> WORK TO BE COMPLETED: Provide only the number of lines below in which the string "generally" occurs.

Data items

════════════════

PR #946, opened 2024-05-13
feat(base-cluster): allow creating git helmRepositories

cwrau:


marvinWolff (approved):

marvinWolff (approved):

tasches:
@cwrau, @marvinWolff is it correct, that the pipeline fails?

cwrau:
The pluto check is ok, we can't do anything about kyverno for now

PR #952, opened 2024-05-13
fix(ci): outputs are always strings 🙄 See https://github.com/actions/runner/issues/1483, again 🤣

cwrau:


marvinWolff:
The linter is failing. 

It says only single quotes should be used.

marvinWolff (approved):

PR #958, opened 2024-05-15
feat(ckan): Add ckan values variable

SyeKlu:
by using the variable for the plugins, the plugins can now be customized by the user. it also allows the use of the DCAT-AP.de plugin from a ckan container.


charts/ckan/values.schema.json
```diff
@@ -63,6 +63,10 @@
           "type": "string",
           "description": "This sets the name of the site, as displayed in the CKAN web interface."
         },
+        "plugins":{
+          "type": "string",
```
cwrau, line 67: This should rather be an array of strings to be more user friendly

charts/ckan/templates/ckan/deployment.yaml
```diff
@@ -138,7 +138,7 @@ spec:
             - name: CKAN__DATAPUSHER__CALLBACK_URL_BASE
               value: "http://{{ printf "%s-%s" (include "common.names.fullname" $) "ckan" }}:{{ include "ckan.ckan.service.port" $ }}/"
             - name: CKAN__PLUGINS
-              value: "envvars image_view text_view recline_view datastore datapusher"
+              value: {{ .Values.ckan.plugins | quote }}
```
cwrau, line 141:
```suggestion
              value: {{ .Values.ckan.plugins | join " " | quote }}
```

charts/ckan/values.yaml
```diff
@@ -26,6 +26,7 @@ defaultSecurityContext: &defaultSecurityContext
   runAsUser: 1000
 
 ckan:
+  plugins: "envvars image_view text_view recline_view datastore datapusher"
```
cwrau, line 29:
```suggestion
  plugins: 
    - envvars
    - image_view
    - text_view
    - recline_view
    - datastore
    - datapusher
```

cwrau (changes requested):

charts/ckan/values.schema.json
SyeKlu: you are right it is the nicer version. i have adapted it

charts/ckan/values.schema.json
```diff
@@ -63,6 +63,16 @@
           "type": "string",
           "description": "This sets the name of the site, as displayed in the CKAN web interface."
         },
+        "plugins":{
+          "type": "array",
+          "items": {
+            "items": {
+              "type": "string"
+            },
+            "additionalProperties": false
```
cwrau, line 72: This is not needed

```suggestion
            }
```

cwrau (changes requested):

charts/ckan/values.schema.json
```diff
@@ -63,6 +63,16 @@
           "type": "string",
           "description": "This sets the name of the site, as displayed in the CKAN web interface."
         },
+        "plugins":{
+          "type": "array",
+          "items": {
+            "items": {
+              "type": "string",
+              "additionalProperties": false
```
cwrau, line 71:
```suggestion
              "type": "string"
```

cwrau (approved):

cwrau (approved):

cwrau (approved):

tasches (approved):

PR #962, opened 2024-05-15
feat(t8s-cluster): add support for HCP

cwrau:


charts/t8s-cluster/templates/workload-cluster/cloud-controller-manager.yaml
```diff
@@ -41,14 +41,33 @@ spec:
...
+  {{- if .Values.controlPlane.hosted }}
+  postRenderers:
+    - kustomize:
+        patches:
+          - target:
+              kind: DaemonSet
+            patch: |
+              - op: replace
+                path: /kind
+                value: Deployment
```
marvinWolff, line 53: Why make the Daemonset a deployment?

cwrau: Because we don't have anything to run the cloud-controller-manager on, especially not a control-plane

Therefore it needs to run on the compute-plane and doesn't need to run on every compute node

marvinWolff: Alrighty

charts/t8s-cluster/templates/management-cluster/clusterClass/openStackMachineTemplates/openStackMachineTemplates.yaml
```diff
@@ -1,9 +1,10 @@
 {{- range $name := list "compute-plane" "control-plane" }}
-{{- if false }}
+  {{- if or (ne $name "control-plane") (not $.Values.controlPlane.hosted) }}
+    {{- if false }}
```
tasches, line 3: I guess you can remove everything between this if statement or do you use still need it for testing purposes?

cwrau: This is not for testing, this is for IntelliJ, as with every other CR we're using with dynamic apiVersion

marvinWolff (approved):

marvinWolff (dismissed):

marvinWolff (approved):

PR #974, opened 2024-05-23
fix(base-cluster): fix nodeCollector is not scheduleable

tasches:


marvinWolff:
The changes seem to be fine, we've tested them. 

Could you check the ci?

marvinWolff (approved):

PR #1024, opened 2024-07-04
fix(base-cluster/monitoring): don't configure route without receiver

cwrau:


charts/base-cluster/templates/monitoring/kube-prometheus-stack/_alertmanager-config.yaml
```diff
@@ -33,36 +33,40 @@ config:
...
+      )
+    -}}
+  {{- end -}}
+  {{- $receiversList := list -}}
+  {{- range $name, $receiver := $receivers -}}
+    {{- $receiversList = append $receiversList (mustMerge (dict "name" $name) $receiver) -}}
+  {{- end }}
+  receivers: {{- $receiversList | toYaml | nindent 4 }}
+  route: {{- if hasKey $receivers "pagerduty" }}
     receiver: pagerduty
```
tasches, line 64: I guess you have to move it in the pagerduty.enabled block

tasches (changes requested):

charts/base-cluster/templates/monitoring/kube-prometheus-stack/_alertmanager-config.yaml
cwrau: It is? It's inside `{{- if hasKey $receivers "pagerduty" }}`

marvinWolff (approved):

tasches (approved):

PR #1156, opened 2024-10-17
add ComfyUI-Fluxtapoz to custom-node-list

logtd:
Add Fluxtapoz to custom node list


logtd:
Woops, my linter went crazy. Let me fix that

PR #1181, opened 2024-10-23
Update custom-node-list.json

ComfyPlus:
Add extension: ComfyPlus_Anywhere


ltdrdata:
This node registration is pending due to native code included in the `libs`.  
Currently, our policy does not allow code that contains unverifiable components.  
It may be considered in the future if a verification system for the author is established.

PR #1229, opened 2024-11-10
Update custom-node-list.json

Isi-dev:
Please add these animation nodes and workflows.


ltdrdata:
I recommend `.vscode` dir from the repo.
That easily corrupts the git state.

Isi-dev:
> I recommend `.vscode` dir from the repo. That easily corrupts the git state.

.vscode` dir has been removed.

PR #1253, opened 2024-11-20
manager_core: Fix fetch/update line erasure output issues

clayne:
* __win_check_git_update: Properly cleanup line before using a carriage return to return to the beginning. This prevents output like:
```
  Updated: S:\ComfyUI\custom_nodes\ComfyUI-Impact-Packrpolation
  Updated: S:\ComfyUI\custom_nodes\comfyui-inpaint-nodesayout
  Updated: S:\ComfyUI\custom_nodes\ComfyUI-LogicUtilsodes
```
  In this case the node being updated overlaps the existing output showing nodes being checked for updates. This happens because there's no erase until end of line being used in the windows specific function whereas the non-windows version uses it in git_repo_has_updates.

### DIFF
--- a/glob/manager_core.py
+++ b/glob/manager_core.py
@@ -367,13 +367,13 @@ def __win_check_git_update(path, do_fetch=False, do_update=False):
     if do_update:
         if "CUSTOM NODE PULL: Success" in output:
             process.wait()
-            print(f"\rUpdated: {path}")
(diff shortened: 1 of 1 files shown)


clayne:
Same approach used here: https://github.com/ltdrdata/ComfyUI-Manager/pull/1253/files#diff-072d070db24c8b304f2499fd9fd83954a35723cbf60fbcf82436837cca42255eL489

PR #1254, opened 2024-11-21
Add  ComfyUI-ascii-art custom node to the list

tomudo:
https://github.com/tomudo/ComfyUI-ascii-art

screenshot


ltdrdata:
There's no major issue, so I'll proceed with the merge, but it might be better to delete or modify the metadata section that was copy-pasted on this side.

https://github.com/tomudo/ComfyUI-ascii-art/blob/ea543989edd1f15046e6fa3a1fb7c8a34a7f6388/__init__.py#L4

PR #1264, opened 2024-11-24
Spelling Error...

kaibioinfo:
I'm really sorry, but somebody told me that its "Redux", not "Reflux". I think it's a bit too annoying to change the name of the plugin now - I like Reflux more anyways. But I would like to update the description such that people can find the plugin via search.

Sorry for the inconvenience.


ltdrdata:
This update is manually applied.

PR #1272, opened 2024-11-26
Add exectails custom nodes

exectails:
Adds multiple node repositories to the custom nodes list.


ltdrdata:
This node cannot be allowed in default channel.
https://github.com/exectails/comfyui-et_scripting

exectails:
Got it, makes sense^^ Thanks for merging the others.

PR #1278, opened 2024-11-28
feat: add  ComfyUI MiaoShua Creator

motivated3:


motivated3:
add comfyui-shua-creator

PR #1296, opened 2024-12-04
add Fix BiRefNet-utils

hieuck:
I'm newbie and don't know how to update custom-node. If there's anything that needs to be fixed, please let me know


ltdrdata:
For now, a temporary deferment is needed to see if the original author will continue maintaining it.

Since it appears to have been unmaintained for a long time, if your PR is not merged within about a week, I will replace it with your node.

PR #1300, opened 2024-12-05
Fix the situation that requiresments.txt contains `~=`

sko00o:
Reference to https://packaging.python.org/en/latest/specifications/version-specifiers/#id5


sko00o:
Related to #1301

sko00o:
rebased in https://github.com/ltdrdata/ComfyUI-Manager/pull/1439

PR #1303, opened 2024-12-06
Bypass ComfyUI version check when in electron env

webfiltered:
#### User changes
- Fixes bug - version too outdated & not in repo warnings are never displayed
- When using desktop, ComfyUI version check is skipped (handled by app)

#### Code / dev changes
- Detects Electron by via environment var (set by Electron itself)
- If debugging in an IDE built with Electron, this value will very likely be set


webfiltered:
@ltdrdata Can you please check [Fix exception when comfyui is not repo](https://github.com/ltdrdata/ComfyUI-Manager/commit/aedec50418a9f7045e4742274c3c08402453a403)?  I am not 100% that this won't break other things!  I can do it another way if it's an issue.  😄

webfiltered:
GitHub Desktop strikes again.  Wrong repo.  Feel free to close this if not relevant here.

PR #4, opened 2023-11-17
Go-to setpoint type

tstastny:
Adds a "Go-to" setpoint type which streams a position and (optional) heading setpoint, meant to be handled by a position and heading smoother on the flight controller. Main idea: dump in whatever position and heading you want, and they will be smoothly followed by the autopilot. Additional fields for velocity and heading rate limits are included.

An example mode using the Go-to setpoint type is included:
https://github.com/Auterion/px4-ros2-interface-lib/assets/8026163/76795ebc-13b9-4637-b7f7-867e773047fa

Depends on: https://github.com/PX4/PX4-Autopilot/pull/22375

Docs: https://github.com/PX4/PX4-user_guide/pull/2935

### DIFF
--- a/examples/cpp/modes/goto/include/mode.hpp
+++ b/examples/cpp/modes/goto/include/mode.hpp
@@ -1,0 +1,222 @@
+/****************************************************************************
+ * Copyright (c) 2023 PX4 Development Team.
+ * SPDX-License-Identifier: BSD-3-Clause
+ ****************************************************************************/
+#pragma once
+
+#include "util.hpp"
+
+#include <px4_ros2/components/mode.hpp>
+#include <px4_ros2/control/setpoint_types/goto.hpp>
+#include <px4_ros2/odometry/local_position.hpp>
+#include <px4_msgs/msg/vehicle_attitude.hpp>
+
+#include <rclcpp/rclcpp.hpp>
+#include <Eigen/Core>
+#include <algorithm>
+
+static const std::string kName = "Go-to Example";
+static const std::string kNodeName = "example_mode_goto";
+
+class FlightModeTest : public px4_ros2::ModeBase
+{
+public:
+  explicit FlightModeTest(rclcpp::Node & node)
+  : ModeBase(node, kName)
+  {
+    _goto_setpoint = std::make_shared<px4_ros2::GotoSetpointType>(*this);
+
+    _vehicle_local_position = std::make_shared<px4_ros2::OdometryLocalPosition>(*this);
+
+    _vehicle_attitude_sub = node.create_subscription<px4_msgs::msg::VehicleAttitude>(
+      "/fmu/out/vehicle_attitude", rclcpp::QoS(1).best_effort(),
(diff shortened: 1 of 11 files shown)


examples/cpp/modes/goto/include/mode.hpp
```diff
@@ -0,0 +1,222 @@
...
+{
+public:
+  explicit FlightModeTest(rclcpp::Node & node)
+  : ModeBase(node, kName)
+  {
+    _goto_setpoint = std::make_shared<px4_ros2::GotoSetpointType>(*this);
+
+    _vehicle_local_position = std::make_shared<px4_ros2::OdometryLocalPosition>(*this);
+
+    _vehicle_attitude_sub = node.create_subscription<px4_msgs::msg::VehicleAttitude>(
```
bkueng, line 31: We should add this to the odometry

examples/cpp/modes/goto/include/util.hpp
```diff
@@ -0,0 +1,43 @@
+/****************************************************************************
+ * Copyright (c) 2023 PX4 Development Team.
+ * SPDX-License-Identifier: BSD-3-Clause
+ ****************************************************************************/
+#pragma once
+
+#include <Eigen/Eigen>
+#include <cmath>
+
+static inline Eigen::Vector3f quaternionToEuler(const Eigen::Quaternionf & q)
```
bkueng, line 10: These should be made generally available under some `math/conversion` dir

examples/cpp/modes/goto/include/mode.hpp
```diff
@@ -0,0 +1,222 @@
...
+    }
+  }
+
+private:
+  static constexpr float kTriangleHeight = 20.F; // [m]
+  static constexpr float kTriangleWidth = 30.F; // [m]
+
+  enum class State
+  {
+    kSettlingAtStart = 0,
```
bkueng, line 150: enum's don't use the constants naming
```suggestion
    SettlingAtStart = 0,
```

bkueng (commented):
Looks good, we can also make the attitude & conversions generally available later on.

examples/cpp/modes/goto/include/mode.hpp
tstastny: done

examples/cpp/modes/goto/include/util.hpp
tstastny: yeah i agree .. just didnt do it yet for the sake of getting the example out quick - added ugly note to shame myself until we consider where to better move these utils

examples/cpp/modes/goto/include/mode.hpp
tstastny: agree - perhaps a follow up pr..

tstastny:
@bkueng made quick minimal changes - but the rest i think we just do in a follow up to enable folks quickly on a working example for goto, ok for you?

════════════════

> RESPONSE BELOW: 2